Pendant ce temps, les autres tribus qui se disaient loin du conflit, ne firent rien pour ramener le dialogue, tremplin d’une paix toujours possible quelque soit le niveau d’escalade de la violence. C’est alors que les Hum et les Han firent venir des mercenaires qui, au milieu de leur mission macabre, se livraient au pillage et autres formes de dérive contre les tribus qui se disaient hors du conflit. Tout le village se trouva donc embrasé et les plus chanceux se laissèrent emporter par la vague d’exil vers d’autres contrées. En lieu et place d’un havre de paix et de prospérité, il n’y avait que ruine et corps décomposés à ciel ouvert. Seuls les mercenaires sont restés et ont fait du village leur résidence, en exploitant ses ressources. Leurs descendants y sont toujours, à ce qu’il parait.
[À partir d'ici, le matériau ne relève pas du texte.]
Issue #587, opened 2021-04-02
TimingKey Memory Leak


zizhong:
Currently, TimingKey is implemented with a concurrent hashmap. TimingKey currently only provides registerKey to add an entry to the hashmap.
Each HTTPClient will create several different filters. Each filter will trigger registerKey several times.
There is no mechanism to reclaim the memory after the filters are unreachable.

If an app keeps creates new HTTPClients, the issue becomes more obvious.

ChrisCarini:
The [linkedin/rest.li](https://github.com/linkedin/rest.li) repository is being archived - see https://github.com/linkedin/rest.li/issues/1178 for details.

Ahead of it's archiving, we are closing all issues and PRs.

PR #588, opened 2021-04-02
Fix TimingKey Memory Leak #587

zizhong:
Details can be found in https://github.com/linkedin/rest.li/issues/587.

### DIFF
--- a/r2-core/src/main/java/com/linkedin/r2/filter/TimedStreamFilter.java
+++ b/r2-core/src/main/java/com/linkedin/r2/filter/TimedStreamFilter.java
@@ -34,12 +34,13 @@ import static com.linkedin.r2.filter.TimedRestFilter.ON_RESPONSE_SUFFIX;
  *
  * @author Xialin Zhu
  */
-/* package private */ class TimedStreamFilter implements StreamFilter
+public class TimedStreamFilter implements StreamFilter
 {
   private final StreamFilter _streamFilter;
   private final TimingKey _onRequestTimingKey;
   private final TimingKey _onResponseTimingKey;
   private final TimingKey _onErrorTimingKey;
+  private boolean _shared;
 
   /**
    * Registers {@link TimingKey}s for {@link com.linkedin.r2.message.timing.TimingNameConstants#TIMED_STREAM_FILTER}.
@@ -60,6 +61,7 @@ import static com.linkedin.r2.filter.TimedRestFilter.ON_RESPONSE_SUFFIX;
         filterClassName, TimingImportance.LOW);
     _onErrorTimingKey = TimingKey.registerNewKey(timingKeyPrefix + ON_ERROR_SUFFIX + timingKeyPostfix,
         filterClassName, TimingImportance.LOW);
+    _shared = false;
   }
 
   @Override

C’est arrivé là-bas dans les collines ou peut-être dans la forêt (on se souvient toujours exactement des faits). Ce village ressemble fort bien à notre «Maliba» car on observe l’expectative en disant que notre crise est un conflit des gens du Nord.

Pour tout dire, il faut que les autres régions du pays s’impliquent activement dans la résolution de la crise dans le Nord si on ne veut pas finir comme les Hum, les Han et les autres tribus de ce village à jamais perdu. Car dans une nation, les régions sont comme les doigts d’une main.